News Feature | June 23, 2020

Infrastructure Upgrade At Mexican Border Expected To Reduce Sewage Spills By 91%

Peter Chawaga - editor

By Peter Chawaga

sewagesign

For decades, wastewater treatment facilities have struggled to maintain the quality of the Tijuana River, a source body shared by the U.S. and Mexico that discharges into the Pacific Ocean. Now, proposed fixes from wastewater professionals on both sides of the border have officials optimistic about improving the problem.

“The international river has been a longtime problem for residents of Imperial Beach and Tijuana, as sewage and trash from the river have spilled into the Pacific Ocean for decades, often closing beaches near the border and damaging natural habitats along the river,” NBC San Diego reported. “The plans … from San Diego County and the International Boundary and Water Commission address the wastewater issue and propose projects in the U.S. and Mexico to solve it.”

For its part, San Diego County has outlined 27 projects to improve wastewater treatment on the U.S. side of the border. It hopes to build new treatment facilities to handle overflow from the Mexican side, where facilities can’t operate on rainy days. It has submitted a three-part plan to deal with overflow.

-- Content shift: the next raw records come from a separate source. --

PR #1198, opened 2024-02-09
Arpeggiator improvements

soymonitus:
Added new features to the arpeggiator (Note: Ratchets are currently available only for Synth clips, but expected to be
  extended to Midi clips and Kit rows in the future). The new features include:
    **1. Splitted the old `Mode` setting into separate settings** `Mode` (Off or Arpeggiator) `Octave Mode` (Up, Down,
    Up&Down, Alternate or Random) and `Note Mode` (Up, Down, Up&Down, AsPlayed or Random) settings, so you can setup
    individually how octaves are walked and how notes are walked in the sequence.
    **2. The `Mode` pad shortcut is now an `Arp preset` shortcut**, which will update the new 3 settings all at once:
          - `Off` will disable arpeggiator.
          - `Up` will setup Mode to `Arpeggiator`, Octave Mode to `Up` and Note Mode to `Up`.
          - `Down` will setup Mode to `Arpeggiator`, Octave Mode to `Down` and Note Mode to `Down`.
          - `Both` will setup Mode to `Arpeggiator`, Octave Mode to `Alternate` and Note Mode to `Up`.
          - `Random` will setup Mode to `Arpeggiator`, Octave Mode to `Random` and Note Mode to `Random`.
          - `Custom` will setup Mode to `Arpeggiator`, and enter a submenu to let you edit Octave Mode and Note Mode.
    **3. Mode (MODE):**
          - `Off` disables the arpeggiator.
          - `Arpeggiator` (ARP) enables the arpeggiator.
    **4. Octave Modes (OMOD):**
          - `Up` (UP) will walk the octaves up.
          - `Down` (DOWN) will walk the octaves down.
          - `Up & Down` (UPDN) will walk the octaves up and down, repeating the highest and lowest octaves.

“The first method is to treat the contaminated water and then pump that water deep into the ocean through the South Bay Ocean Outfall system,” per WWLP. “The second strategy is to simply pump the raw wastewater far into the ocean through a system of pumps and long pipelines. The third proposal is to create in-stream basins, which would trap trash and sewage to be collected later.”

Officials expect these improvements to reduce sewage spill frequency from the current 138 days per year to 12 days per year, a reduction of 91 percent.

The plan was submitted to the U.S. EPA in an effort to tap a portion of the $300 million the agency committed toward wastewater issues shared by the U.S. and Mexico as part of the United States-Mexico-Canada Agreement forged late last year.

In the meantime, Mexico’s National Water Commission has contributed about $3.6 million to rehabilitate a pump station in Tijuana, expected to reduce dry-season wastewater runoff by 70 percent.

“The payment is the first from the plan announced by the Mexican government in October to address transboundary wastewater spills in the Tijuana River,” according to NBC San Diego. “The money will be used to construct a new pump intake and a sedimentation tank to remove silt which will reduce the amount of trash that clogs the pumps and lessen the time the pump station is out of operation for cleaning, decreasing the number of spills and transboundary flows.”